Jiazhuo Li, Lei Cao|arXiv (Cornell University)|Mar 7, 2026

Autonomous Vehicle Technology and Safety被引用数 0

ひとこと要約

運転の物理を基盤としたRSSMに基づく運動学対応の潜在世界モデルを提案。多モーダル入力と幾何学認識の監 supervise を組み合わせ、データ効率の良い自動運転ポリシー学習を実現。

ABSTRACT

Data-efficient learning remains a central challenge in autonomous driving due to the high cost and safety risks of large-scale real-world interaction. Although world-model-based reinforcement learning enables policy optimization through latent imagination, existing approaches often lack explicit mechanisms to encode spatial and kinematic structure essential for driving tasks. In this work, we build upon the Recurrent State-Space Model (RSSM) and propose a kinematics-aware latent world model framework for autonomous driving. Vehicle kinematic information is incorporated into the observation encoder to ground latent transitions in physically meaningful motion dynamics, while geometry-aware supervision regularizes the RSSM latent state to capture task-relevant spatial structure beyond pixel reconstruction. The resulting structured latent dynamics improve long-horizon imagination fidelity and stabilize policy optimization. Experiments in a driving simulation benchmark demonstrate consistent gains over both model-free and pixel-based world-model baselines in terms of sample efficiency and driving performance. Ablation studies further verify that the proposed design enhances spatial representation quality within the latent space.
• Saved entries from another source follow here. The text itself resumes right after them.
PR #446, opened 2019-07-02
Create skip-building-some-commits-with-ci-skip

rtgkurel:


skip-building-some-commits-with-ci-skip_5d1b58c604286305cb87ffb6.md
```diff
@@ -0,0 +1,5 @@
+## How to skip building some commits with [ci skip]
```
markoa: Header is not necessary, it will auto-appear based on the title set in Help Scout (we should add this to Readme...).

That + I recommend the Use cases category → merge.

PR #463, opened 2019-07-25
Create draft docs for deploying to AWS EB

csidyel:
I can't add certain stuff from here so I guess I'd need to do it from HS.


markoa:
Published on https://docs.semaphoreci.com/article/150-deployment-to-aws-elasticbeanstalk

Also linked on https://docs.semaphoreci.com/article/123-tutorials-and-example-projects

Thanks!

PR #475, opened 2019-07-31
Add auto-cancel in pipeline yml reference docs

DamjanBecirovic:
Here are docs about the auto-cancel feature in the pipeline yml reference page.

This is a bare minimum for the feature to be considered as done, and it might be a good idea to also add a separate page in the `Use Cases` section. 
If you agree with this, I will add it in a separate PR.


markoa:
I agree on adding a page for _Use cases_. Maybe it can include a plain text "diagram" like:

Let's say your Git commit log looks like this:

```
- commit C <- queued
- commit B <- queued
- commit A <- a workflow / pipeline is currently running for this revision 
```

If you write :

```yaml
cancel: running
```

Then the this will happen:

```
- commit C <- pipeline running
- commit B <- canceled
- commit A <- pipeline stopped & canceled
```

PR #476, opened 2019-08-01
Create project-workflow-trigger-options_5d42dcce042863478675bb99.md

radwo:


markoa:
@radwo is the rollout plan to polish this document, then enable the feature, then publish, or...?

radwo:
@markoa the backend and API part of the feature is already deployed. UI part is also ready, but we are waiting with deployment for this documentation.

So yes this is the plan, to first polish this document and then enable the feature to the public.

Additionally, there are two more changes in docs

Project yaml reference https://github.com/semaphoreci/docs/pull/465
Environment Variables  https://github.com/semaphoreci/docs/pull/464

PR #480, opened 2019-08-06
Add Use Cases page on auto-cancel

DamjanBecirovic:
Here is the separate page on the auto-cancel for Use Cases section.

For page title, I thought of `Auto-cancel pipelines on a new push`, but all other ideas are welcome.

### DIFF
--- a/auto-cancel.md
+++ b/auto-cancel.md
@@ -1,19 +1,20 @@
 The *auto-cancel* strategy defines the behavior of pipelines when they enter the
 queue for execution.
 
-By default, all pipelines will be queued and executed on a first-come, first-served
-basis.
+By default, all pipelines will enter the First-In-First-Out (FIFO) queue and wait
+for their time for execution.
 
-Often this is not the optimal solution, especially during development.
+In some cases, this is not the optimal solution, especially if you consider the
+following scenario.
 
-We all head situations where you push some changes, only to realize that you have
+We all had situations where you push some changes, only to realize that you have
 missed something small, so you push a new revision immediately and then find out
 another mistake...
 
-Before *auto-cancel* strategies the only way to get immediate feedback on the
-latest revision was to manually stop all pipelines from obsolete commits.
+Without *auto-cancel* strategies the only way to get immediate feedback on the
+latest revision is to manually stop all pipelines from obsolete commits.
 
-Now if you set up an auto-cancel strategy this will be done automatically.
+If you set up an auto-cancel strategy this will be done automatically.
 That way you will get faster feedback on revisions that matter while skipping
 all the intermediate ones.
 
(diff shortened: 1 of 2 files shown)


auto-cancel.md
```diff
@@ -0,0 +1,164 @@
+The *auto-cancel* strategy defines the behavior of pipelines when they enter the
+queue for execution.
+
+By default, all pipelines will be queued and executed on a first-come, first-served
+basis.
+
+Often this is not the optimal solution, especially during development.
+
+We all head situations where you push some changes, only to realize that you have
```
shiroyasha: typo, head -> had

auto-cancel.md
```diff
@@ -0,0 +1,164 @@
...
+missed something small, so you push a new revision immediately and then find out
+another mistake...
+
+Before *auto-cancel* strategies the only way to get immediate feedback on the
+latest revision was to manually stop all pipelines from obsolete commits.
+
+Now if you set up an auto-cancel strategy this will be done automatically.
+That way you will get faster feedback on revisions that matter while skipping
+all the intermediate ones.
```
shiroyasha: The temporal structure of `Before *auto-cancel* strategies` and `Now if you set up an auto-cancel` is more appropriate for blogs where you are announcing a new feature.

For documentation, it's better to keep the document time-neutral. Example would be:

Without auto-cancel...

If you set up auto-cancel...

auto-cancel.md
```diff
@@ -0,0 +1,164 @@
+The *auto-cancel* strategy defines the behavior of pipelines when they enter the
+queue for execution.
+
+By default, all pipelines will be queued and executed on a first-come, first-served
+basis.
```
shiroyasha: This is still true with the auto-cancel feature too. The FIFO order is not broken. Auto-cancel only "speeds up" the FIFO processing, and cancels redundant items.

auto-cancel.md
```diff
@@ -0,0 +1,164 @@
...
+
+The execution of pipeline from commit A will be stopped and pipelines initiated
+from commits B and C that were waiting in the queue will be canceled.
+
+This will allow pipeline from newest commit D to start executing and provide you
+with feedback as soon as possible after a push.
+
+## Auto-cancel all pipelines on a new push to a non-master branch
+
+Often the auto-cancel strategy is ideal for feature branches during development.
```
shiroyasha: I would drop the `Ofter the` part of the sentence. It is ok to be prescriptive in use cases.

auto-cancel.md
DamjanBecirovic: The later sentence should be related more with `all pipelines will be queued` part than FIFO, but I agree it is not so clear. I will rework that part.

markoa:
Please post a comment after you do a round of edits, thanks.

DamjanBecirovic:
@markoa edits are done.

auto-cancel.md
```diff
@@ -0,0 +1,165 @@
+The *auto-cancel* strategy defines the behavior of pipelines when they enter the
```
markoa: Maybe rephrase this as "when a queue for execution forms"?

As is now it kind of sounds like you're describing any pipeline workflow in daily life...

PR #483, opened 2019-08-06
pipeline-reference: Add global_job_config_docs

### LINKED ISSUE #447: Global Job Config
We have an undocument very useful feature in our YAMLs — `global_job_config`.

Example of global_job_config that will apply the configuration to all jobs in a pipeline:

```
global_job_config:
  secrets:
    - name: raisins
  env_vars:
    - name: MEANING_OF_LIFE
       value: "42"
```

DamjanBecirovic:
Here are the docs for `global_job_cnofig`, I remembered having it almost defined [here](https://github.com/semaphoreci/docs/issues/447) and that sped up the process.

Closes #447

### DIFF
--- a/pipeline-yaml_5b5744d40428631d7a8940a9.md
+++ b/pipeline-yaml_5b5744d40428631d7a8940a9.md
@@ -596,9 +596,22 @@ global_job_config:
     - name: TEST_ENV_VAR
       value: test_value
 blocks:
-  - task:
+  - name: Linter
+    task:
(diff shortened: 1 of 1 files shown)


markoa:
Looks good, but maybe add one more block to make it more realistic?

DamjanBecirovic:
@markoa can you take a look again and hit approve if everything is ok now?
It can not be merged without the approving review.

These results suggest that integrating kinematic grounding into RSSM-based world models provides a scalable and physically grounded paradigm for autonomous driving policy learning.

研究の動機と目的

driving physics と幾何を尊重する世界モデルを活用してデータ効率の良い自動運転を動機付ける。
observation encoder に車両運動学を取り入れて、 physically meaningful な運動ダイナミクスで潜在遷移を地 grounded（地盤付）させる。
潜在空間でレーン幾何と周囲車両状態を捉えるための幾何学認識監 supervising を課す。
構造化された潜在ダイナミクスを通じて長期的な想像 fidelity を向上させ、ポリシー最適化を安定化させる。
シミュレーションにおいてモデルフリーおよびピクセルベースの baseline よりもデータ効率と運転性能の向上を示す。

提案手法

再発型状態空間モデル (RSSM) を運転タスクへ拡張する。
画像観測と5次元の車両物理ベクトルを統一潜在埋め込みに融合する。
encoder と RSSM ダイナミクスに運動学情報を組み込んで潜在遷移を地 grounding する。
車線幾何と周辺車両を監 supervis のヘッドを追加して潜在状態を正則化する。
潜在空間の想像軌跡を lambda-returns と継続確率を用いた imagined trajectories で actor-critic を訓練する。
進捗・速度・車線中央揃え・安全ペナルティを組み合わせた報酬設計で学習を導く。

実験結果

リサーチクエスチョン

RQ1運転ポリシーのデータ効率を、運動学 grounded な潜在ダイナミクスは改善できるか？
RQ2幾何学認識監 supervis は運転タスクにおける潜在空間の空間表現品質を向上させるか？
RQ3多モーダル入力（画像 + 車両物理）は世界モデルの訓練と想像 fidelity にどのように影響するか？
RQ4シミュレーションにおけるモデルフリー基準と画像のみの世界モデルと比べた相対的な利得は？

主な発見

運動学 grounding を取り入れたフレームワークは、Metadrive シミュレーションにおいてモデルフリーの PPO ベースよりも収束が速く、性能も高い。
アブレーションでは、画像入力にレーンと周囲車両の監 supervis を追加するだけで平均リターンと成功率が改善され、車両物理を含めるとさらに改善された。
完全な Img+Head+Phys モデルは、他の変種に対して平均リターンと成功率の双方で著しい改善を示す。
想像品質の解析では、全モデルは物理的に妥当な軌跡と適切な車線意味を維持する一方、画像のみモデルはそうでない。
補助的な監 supervis ヘッドと多モーダル入力は、空間表現と運転性能を共同で高める。

より良い研究を、今すぐ始めましょう

論文設計から論文執筆まで、研究時間を劇的に削減しましょう。

クレジットカード登録不要

このレビューはAIが作成し、人間の編集者が確認しました。